# Exercise brief
Copy each line below that has "with".

# Excerpted data
PR #204, opened 2021-02-23
Add Spanish translation

iWeaker4you:
I have added the support to the Spanish language, here I have some screenshots so that it is appreciated in detail.

Captura de pantalla_2021-02-23_04-48-21
Captura de pantalla_2021-02-23_04-35-45
Captura de pantalla_2021-02-23_04-36-09

### DIFF
--- a/public/locales/es/translation.json
+++ b/public/locales/es/translation.json
@@ -1,0 +1,163 @@
+
+{
+  "All": "Todos",
+  "box": {
+    "appupdate": {
+      "message": "Hay una nueva versión de Heroic disponible, ¿quieres actualizar ahora?",
+      "title": "Actualización disponible"
+    },
+    "choose": "Elegir",
+    "choose-egs-prefix": "Elija el Wine-Prefix donde está instalado EGS",
+    "default-install-path": "Elija la ruta de instalación predeterminada",
+    "error": {
+      "launch": "Error al iniciar el juego, ¡revisa los registros!"
+    },
+    "importpath": "",
+    "installpath": "",
+    "no": "No",
+    "quit": {
+      "message": "Hay operaciones pendientes, ¿estás seguro?",
+      "title": "Salir"
+    },
+    "runexe": {
+      "title": "Seleccione EXE para ejecutar"
+    },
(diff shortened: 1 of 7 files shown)


flavioislima:
@iWeaker4you thanks a lot man, I was really missing the Spanish translations.

public/locales/es/translation.json
```diff
@@ -0,0 +1,163 @@
...
+    "quit": {
+      "message": "Hay operaciones pendientes, ¿estás seguro?",
+      "title": "Salir"
+    },
+    "runexe": {
+      "title": "Seleccione EXE para ejecutar"
+    },
+    "select": "Seleccionar",
+    "stopInstall": {
+      "keepInstalling": "",
```
flavioislima, line 27: It think there are some missing translations on this file like this one. Can you check? 
Other than that looks fine 👍🏽

src/components/Login.tsx
```diff
@@ -174,7 +174,16 @@ export default function Login({ refresh }: Props) {
...
+              Türkçe 🇹🇷 -{' '}
+            </span>
+            <span
+              className={cx({
+                ['selectedLanguage']: currentLanguage === 'es',
+                ['language']: currentLanguage !== 'es',
+              })}
+              onClick={() => handleChangeLanguage('es')}
+            >
+              Español 🇲🇽
```
flavioislima, line 186: I know this is a difficult question, but maybe we should use the Spanish flag instead? 
Even though then we should change the Portuguese one to the Portuguese flag 🤔

public/locales/es/translation.json
iWeaker4you: @flavioislima I don't know what goes there, in all languages ​​it is empty including English :0
I have already changed the flags, the one for Spanish and Portuguese.

flavioislima: Hmm, that's weird. I need to check then because maybe this is missing somewhere.

flavioislima: You're right, those keys were duplicated for some reason. I'll fix soon.

PR #217, opened 2021-02-27
Fix translation generation

ianwijma:
Fixed the Polish and Turkish locale JSON's.
The Polish JSON was fully formatted, this probably happened with a merge, and are easily overlooked.
The Turkish document had weird characters, this can be prevented to copy text from the web. Into a text editor like gedit or alike. and then copy that, to past it in to the document.


flavioislima:
Like I said on discord, the same fixes are on this PR so we can close that since the other one is covering other things as well:
https://github.com/flavioislima/HeroicGamesLauncher/pull/218

PR #219, opened 2021-02-27
GamePage: Show file size and amount downloaded.

adityaruplaha:
~~Also fixes an issue with a ghost installation process.
`sendKill` was being called after `removeFolder` was invoked.
This caused residual files to remain in some cases.
This made the app think installation was still ongoing when it wasn't.~~

This isn't true, but it still simplifies the code and presents more recent progress than before.

### DIFF
--- a/src/components/GamePage/GamePage.tsx
+++ b/src/components/GamePage/GamePage.tsx
@@ -1,29 +1,47 @@
-/* eslint-disable complexity */
-import React, { Fragment, useContext, useEffect, useState } from 'react'
-import { useTranslation } from 'react-i18next'
-import {
-  getGameInfo,
-  legendary,
-  install,
-  sendKill,
-  importGame,
-  launch,
-  syncSaves,
-  updateGame,
-  getProgress,
-  fixSaveFolder,
-  handleStopInstallation,
-} from '../../helper'
-import Header from '../UI/Header'
 import '../../App.css'
-import { AppSettings, Game, GameStatus, InstallProgress } from '../../types'
-import ContextProvider from '../../state/ContextProvider'
+
+/* eslint-disable complexity */
+import React, {
+  Fragment,
+  useContext,
+  useEffect,
+  useState
+} from 'react'
+
+import {
+  IpcRenderer,
+  Remote
+} from 'electron'
+import { useTranslation } from 'react-i18next'
 import { useParams } from 'react-router-dom'
+
 import Settings from '@material-ui/icons/Settings'
+
+import {
+  fixSaveFolder,
+  getGameInfo,
+  getProgress,
+  handleStopInstallation,
+  importGame,
+  install,
+  launch,
+  legendary,
+  sendKill,
+  syncSaves,
+  updateGame
+} from '../../helper'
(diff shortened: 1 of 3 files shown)


src/components/GamePage/GamePage.tsx
```diff
@@ -326,7 +326,7 @@ export default function GamePage() {
   }
 
   function getInstallLabel(isInstalled: boolean): React.ReactNode {
-    const { eta, percent } = progress
+    const { eta, bytes, percent } = progress
```
flavioislima, line 329: So, the thing here is that the information we get from Legendary doesn't really mean that they are the real size. For instance, if you have BArony on your library, this app is just 200MB but Legendary shows 4000MB, I don't know if this is a conversion issue or something else. But Heroic used to have this info until someone points out that those are not the real download size.

So, if you want, you could test more or reach out the guys from Legendary to understand what these number really means :)

src/helper.ts
```diff
@@ -240,11 +240,11 @@ export async function handleStopInstallation(
     buttons: [t('box.stopInstall.keepInstalling'), t('box.yes'), t('box.no')],
   })
   if (response === 1) {
-    return sendKill(appName)
+    sendKill(appName)
   }
-  if (response === 2) {
+  else if (response === 2) {
+    sendKill(appName)
```
flavioislima, line 246: The order here doesn't really makes difference because Javascript is async and these functions are both async.
On Electron, the send and on command are sync and the invoke/handle are async. so unless we change this on the main process to make the removeFolder to use a handle and here you change to invoke. So then the app would wait for the removal and then send the kill. But if the kill come first, even with these changes, it would make no diffrence since the remove folder is the last command 👍🏽

adityaruplaha: This definitely fixed the issue, but I'll have to check.

src/components/GamePage/GamePage.tsx
adityaruplaha: https://github.com/derrod/legendary/blob/master/legendary/downloader/manager.py#L710

Shouldn't be too difficult to reimplement.

adityaruplaha: Done and dusted.

flavioislima (dismissed):
Looks good, man!
Have you tested the basic stuff like install, update, uninstall, etc? Since you touched the main file would be good to know if nothing broke.
But I'll clone your repo and test as well.
If everything is fine we can merge 😄

flavioislima:
Found only one issue: the `supportURL` is missing on the imports on main.ts.
this variable comes from utils.ts.

adityaruplaha:
This should've fixed everything. Tested a bit as well, looks good to go.

adityaruplaha:
Made a mistake while rebasing, please wait...

src/helper.ts
adityaruplaha: Since this doesn't functionally change anything and editing old commits is a massive pain, I'm just marking this as resolved.

adityaruplaha:
There. Done. Sorry about the ugly rebase, commit signing was an issue.

flavioislima (approved):
LGTM 👍🏽

PR #220, opened 2021-02-27
Types + Lint fixes and config

flavioislima:
- Changed some rules on Eslint to avoid using Any types.
- Also changed the lint command to proper check TSX files, before it was only on TS.
- Fixed several functions and variables that were with any types. Some of them are quite complex and still need work but I changed them to _unknown_ that I think is less harm than any.


onadrog (approved):
Looks good to me

PR #234, opened 2021-03-06
Fix: Missing translations at Game Save manual syncing, hungarian translation correction

BiRo96:


public/locales/hu/translation.json
```diff
@@ -106,7 +106,7 @@
   "Return": "Vissza",
   "search": "Add meg a játék nevét itt...",
   "setting": {
-    "audiofix": "Önálló javítás (Pulse Audio Latency)",
+    "audiofix": "Hangzás javítás (Pulse Audio Latency)",
```
BiRo96: I first read auto instead of audio :sweat_smile:

BiRo96:
Manual Sync options and button is translatable now
image

public/locales/hu/translation.json
```diff
@@ -115,7 +115,7 @@
     "exit-to-tray": "Kilépés a Rendszer Tálcára",
     "gamemode": "GameMode használata (Feral Game Mode-nak telepítve kell lennie)",
     "language": "Válasszd ki az Alkalmazás Nyelvét",
-    "mangohud": "Engedélyezd a Mangohud-ot (Mangohud-nak telepítve kell lennie)",
+    "mangohud": "Mangohud engedélyezése (Mangohud-nak telepítve kell lennie)",
```
BiRo96: In hungarian, there is a huge difference between imperative sentence and declarative sentence.
I first thought it would be an imperative sentence, as you have to enable mangohud, not as an option to enable or disable it.
Tthen I figured out I can real-time debug Heroic with yarn, so I continued translating not just watching the file, but the place of the text. And this mistake was left here :( 
sry

BiRo96:
Btw, it is ready to get merged :)

flavioislima (approved):
Looks good!  👍🏽 
One tip: next time, instead of putting the translations on every single file, you can simply put a default value when defining the key.
For instance:
`t('setting.manualsync.download', 'Download')`, then it would replicate to all other files.

BiRo96:
Thanks! :)
I didn't know that it works like this :O
To be honest, it's the first time I edited a Typescript file :) 
Never worked with that before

# Answer for this exercise
The Polish JSON was fully formatted, this probably happened with a merge, and are easily overlooked.
~~Also fixes an issue with a ghost installation process.
On Electron, the send and on command are sync and the invoke/handle are async. so unless we change this on the main process to make the removeFolder to use a handle and here you change to invoke. So then the app would wait for the removal and then send the kill. But if the kill come first, even with these changes, it would make no diffrence since the remove folder is the last command 👍🏽
- Fixed several functions and variables that were with any types. Some of them are quite complex and still need work but I changed them to _unknown_ that I think is less harm than any.
Tthen I figured out I can real-time debug Heroic with yarn, so I continued translating not just watching the file, but the place of the text. And this mistake was left here :( 
Never worked with that before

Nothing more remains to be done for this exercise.